Jerome is a hero to the left because he was committed to hospitality. It’s a little disorienting to find the same kind of left-right split that affects the 21st century cropping up in the 4th century: a hero of hospitality slightly lax about divorce laws. Jerome (like Pope Francis today) does not deny the authority of the teaching against divorce and re-marriage, but (again like Pope Francis today) he is ready to see and understand mitigating circumstances. He seems (to me) to suggest that what Fabiola did was indeed wrong, but not mortally sinful.

I think it’s fair to connect Jerome’s attitude toward Fabiola’s situation with his fierce fights with his bishop. Jerome argued fiercely with his bishop, Bishop John II of Jerusalem, and called him a chamber-pot. The angry arguments were – at least in part – about the teachings of Origen. Origen was an original and provocative thinker, and he spurred fascinating discussions about the Trinity that have been of great value to the Church ever since. However, Origen had some troubled theories about the human body. For example, he speculated that since the saints in heaven have perfect bodies, and since the perfect shape is a sphere, perhaps everyone in heaven is spherical. How about that? I’m not sure why Peter and James and John didn’t notice that at the time of the Transfiguration.

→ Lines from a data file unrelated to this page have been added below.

PR #32, opened 2021-04-11
Offset Extractor imporvements

dantleech:
- Extracts an `OffsetExtractorResult` (the offset extractor becomes a factory for this).
- Allow accessing point/ranges without a name `OffsetExtract::extractOffset($source)->point()`

### DIFF
--- a/tests/LanguageServerRename/Util/OffsetExtractor.php
+++ b/tests/LanguageServerRename/Util/OffsetExtractor.php
@@ -20,18 +20,9 @@ final class OffsetExtractor
      */
     private $rangeCloseMarkers = [];
 
-    final private function __construct()
-    {
-    }
-
     public static function create(): OffsetExtractor
     {
         return new OffsetExtractor();
-    }
-
-    public static function extractOffset(string $source, string $marker = '<>'): OffsetExtractorResult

Spherical speculation is one thing, but action is another – for better or for worse. Origen read that if your arm leads you to sin, you should cut it off; and if you eye leads you to sin, you should pluck it out. Origen’s arms and eyes didn’t lead him to sin, but he did have a troublesome appendage – and in perhaps excessive obedience, he lopped off his peccant parts. Just about every Christian thinker since then has suspected that his attitude towards the human body was flawed.


By contrast, Jerome was an ascetic, but he had a respect for human bodies, and a patient awareness of frailty.